A long time ago I wrote a post titled "Adoptee vs. Adoptee" outlining some of the challenges that critical adoptees receive from others – including adoptees – particularly those who think adoption should not be criticized or in any way challenged and adoptees who participate in the unproductive "pro-adoption/anti-adoption" dichotomy.
Lately I've been involved in a similar situation but from the flip side, this time involving an adoptee who publicly shamed me for working with adoption organizations (and their leadership) the adoptee does not support.
A few days ago I participated in some facebook conversations that brought me back to some of my earlier Harlow's Monkey posts and I had some nostalgic moments re-reading some of my archived articles. Life has sure changed for me since those early days in 2006 when I started the blog. As I re-read through, I thought it was interesting how my thoughts and beliefs about adoption (as well as my tone) have evolved over time. Back then the political stakes were low and I could just be a (mostly) anonymous, outspoken adoptee working with other adoptees and foster youth. Now I'm more public and work more in the arena of research, training and educating those who will work in the area of child welfare, permanency and adoption.
Perhaps the one thing that has remained constant, however, is the struggle to keep balanced on the tightrope. I am still navigating and negotiating and explaining myself to adoptees who are angry that I critique the adoption industrial complex and those who are angry that I seem to be supporting it. The only difference is that in some ways it feels there is more at stake and definitely more politics to navigate now than there was five years ago, but the level of mistrust and suspicion among adoptees is still ever present.
And that makes me wonder how much of this is just human nature, and how much of it is about the structures – politically, institutionally, etc. – that just keep us feuding with each other instead of focusing on working together to dismantle the oppressive institutions.

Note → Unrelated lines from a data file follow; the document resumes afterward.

PR #1254, opened 2019-03-26
find output files (*.axu...) in outDir instead of rootDir

Lencerf:
`result` contains *.aux, *.xdv files and the following codes try to find these files in `rootDir`:
```
const outputFilePath = path.resolve(rootDir, result[4])
```
If my understanding is correct, these files are actually located in `outDir` instead of `rootDir`, since if `-outdir=` is specified for `latexmk`, `latexmk` will output all these files to `outdir`. Therefore `rootDir` should be changed to `outDir`.

### DIFF
--- a/src/components/manager.ts
+++ b/src/components/manager.ts
@@ -390,7 +390,7 @@ export class Manager {
                     inputFiles.add(inputFilePath)
                 }
             } else if (result[3]) {
-                const outputFilePath = path.resolve(rootDir, result[4])
+                const outputFilePath = path.resolve(outDir, result[4])
                 if (outputFilePath) {
                     outputFiles.add(outputFilePath)
                 }


jlelong:
I guess, you are right and I will your PR. Do you experience any issue related to this?

Lencerf:
Thanks! The issue I have is the extension does not automatically compile the tex file when I save the tex file. The problem comes from the personal compile script I use. To avoid generating files like *.aux in the project directory and speed up compiling, I wrote a script to symlink all the project files in a RamDisk and then run latexmk in the RamDisk path. Since latexmk is working in RamDisk, all the *.aux files are generated in the RamDisk. However, the following codes in `manager.ts` still try to find *.aux files in rootDir, which is the directory where the original tex file is located.
https://github.com/James-Yu/LaTeX-Workshop/blob/444331e558b6a0cfeb849bff817c59738febbd1f/src/components/manager.ts#L393-L395
This later causes 
https://github.com/James-Yu/LaTeX-Workshop/blob/444331e558b6a0cfeb849bff817c59738febbd1f/src/components/manager.ts#L431
to crash because `auxFilePath ` actually does not exist.

I also find a workaround to solve this issue, that is to explicitly specify `-outdir=` for latexmk, then all the OUTPUT paths in *.fls are absolute paths and `path.resolve(rootDir, result[4])` can still give the correct path of *.aux. However, I still think we should change `rootDir` to `outDir, because logically *.aux, *.log files are in the output directory, not in the root directory, although in most cases they are the same.

PR #1263, opened 2019-04-01
add accents commands

tamuratak:
This is a PR to add accents commands.


James-Yu:
Good catch! Will merge when you think ready.

tamuratak:
Yes, it is ready.

PR #1266, opened 2019-04-01
Support for ts-tex language

b4ckup:
I wrote a [language service](https://gitlab.com/b4ckup/ts-tex) that allows the user to call typescript code from latex (or any other) documents. I also just published a [vs extension](https://gitlab.com/b4ckup/vscode-ts-tex) that delivers that language service to the user. It's basically a way to write type safe macros with full ts intelli sense out of document files. The thing is I had to define my own language (tstex/ts-tex) because I could not find a way to deterministically overwrite the .tex syntax highlighting. Still, I would love to have the normal LaTeX language services available together with what vscode-ts-tex provides for the ts function calls. So in the first commit, I've added ts-tex to the languages. It would be awesome if you could support me (and my "language") on this!


James-Yu:
I'm personally conservative to add new tex-related languages to the extension. There are a lot of such ones in the wild, and I would like to include those recognized by at least a small group of people. My 2c only.

b4ckup:
I understand. I looked into solving the problem differently and it turns out I can inject my own grammar into the *text.tex* scope. Thanks anyways for the great extension!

It is much easier to take all or nothing sides on an issue, but I won't participate in arguments that force me to choose from an either/or situation. Because for me it's never either/or, it's almost always both/and.
Adoption is not either a family building issue or a big business, it's both/and. Adoption is not the solution or the problem, it's both/and. We can't be focused only on the child or the family, we must be mindful of both. And a child's best interests are not unilaterally separate from the family's and vice versa – the child's best interests can also include the family or community's best interests. Adoption should not be only thought of through the lens of children or through the lens of parents. Both matter.
Trying to reform adoption isn't the same as just moving a few parts around and calling it good to go, and neither is it eliminating the practice all together. There will always be children whose parents are unable, for whatever reason, to care for them. There will be some children who will fall through the cracks in their extended family and kin community. There will always be some parents who don't want to parent the children they have and will find way to not have to parent them. The problem is that adoption is still too often posed as an either/or solution – adoptive family vs. biological family – instead of both/and. Open adoptions are starting to change this paradigm, but we have a long ways to go. I'm not willing to call for a total end to adoption until all the reasons children are placed for adoption have been resolved.
I've been thinking a lot about the either/or and both/and paradigm shift thing in terms of my profession a lot over the past several years. Social workers in particular grapple with the meaning of the work they do, because it often is positioned as either "helping individuals" or "advocating for social justice" and these two values are seen as dichotomous. I call this the starfish and the dragon dichotomy. We need to be doing both, of course. We can't just save the starfish and ignore the reason for why all the starfish are washing up on shore, neither can we just head off to slay the dragon and let people drown in the river.
Adoption reform can happen through grass-roots organizing and it can happen through working within institutions to be an agent of changes and in my own opinion, change and reform happens most successfully when both occur at the same time.